I'm almost 60, married 34 years and not attracted to my husband. I have had an on and off relationship with a man 15 years younger than me. This relationship started about 9 years ago after the death of our oldest child. My husband was not dealing with the death well and was drinking a lot and very verbally abusive. I got in over my head and fell in love, and it continued for 6 years. My BF was married also and I found out he was seeing someone else besides me. He got divorced and then had a baby with this other girl (she is now 4 years old). Three years ago I broke it off and about 2 months ago we rekindled our relationship. During the time that we were broken up he married the other woman. He tells me he loves me and that we both married the wrong people. We have gone to a hotel twice in the last two months and I've been the one paying for it.
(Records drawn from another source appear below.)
Issue #279, opened 2023-08-15
Expected type of search_data() "bounding_box" seems too narrow


arthur-e:
The following generates a `TypeError` (Traceback at bottom of post):

```py
results = earthaccess.search_data(
    short_name = 'M2SDNXSLV',
    temporal = ("2023-01", "2023-07"), 
    bounding_box = [2, 35, 4, 37]) # NOTE: A list
```

While this example works as expected (no error):

```py
results = earthaccess.search_data(
    short_name = 'M2SDNXSLV',
    temporal = ("2023-01", "2023-07"), 
    bounding_box = (2, 35, 4, 37)) # NOTE: A tuple
```

It's not immediately obvious from [the documentation](https://nsidc.github.io/earthaccess/user-reference/api/api/#earthaccess.api.search_data) that `bounding_box` *must* be a tuple.

Maybe there is a good reason that a `list` type is not acceptable? It seems to me like `list` and `tuple` should both be accepted.

Traceback:

```py
---------------------------------------------------------------------------
TypeError                                 Traceback (most recent call last)
Cell In[68], line 1
----> 1 results = earthaccess.search_data(
      2     short_name = 'M2SDNXSLV',
      3     temporal = ("2023-01", "2023-07"), 
      4     bounding_box = [2, 35, 4, 37])
      6 time_series = []
      7 file_list = earthaccess.open(results)

File /usr/local/python-env/OpenClimate/lib/python3.8/site-packages/earthaccess/api.py:103, in search_data(count, **kwargs)
     65 def search_data(
     66     count: int = -1, **kwargs: Any
     67 ) -> List[earthaccess.results.DataGranule]:
     68     """Search dataset granules using NASA's CMR.
     69 
     70     [https://cmr.earthdata.nasa.gov/search/site/docs/search/api.html](https://cmr.earthdata.nasa.gov/search/site/docs/search/api.html)
   (...)
    101         ```
    102     """
--> 103     query = DataGranules().parameters(**kwargs)
    104     granules_found = query.hits()
    105     print(f"Granules found: {granules_found}")

File /usr/local/python-env/OpenClimate/lib/python3.8/site-packages/earthaccess/search.py:347, in DataGranules.parameters(self, **kwargs)
    345         methods[key](*val)
    346     else:
--> 347         methods[key](val)
    349 return self

TypeError: bounding_box() missing 3 required positional arguments: 'lower_left_lat', 'upper_right_lon', and 'upper_right_lat'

I asked him to chip in but he "forgot". I make more than he does and he has called me his "sugar mama". I know what I am doing is wrong and that he is just using me. I don't know why I can't stop this. Seeing all of this in black and white makes me realize how stupid I'm being and that I'm totally being taken advantage of. I need advice, not judgement. I really want to believe that this guy loves me, but I'm afraid I'm just a sucker. Can someone please help?


----------



## Dollystanford (Mar 14, 2012)

He doesn't love you - he's using you and you're letting him. My advice would be to never call him or speak to him ever again.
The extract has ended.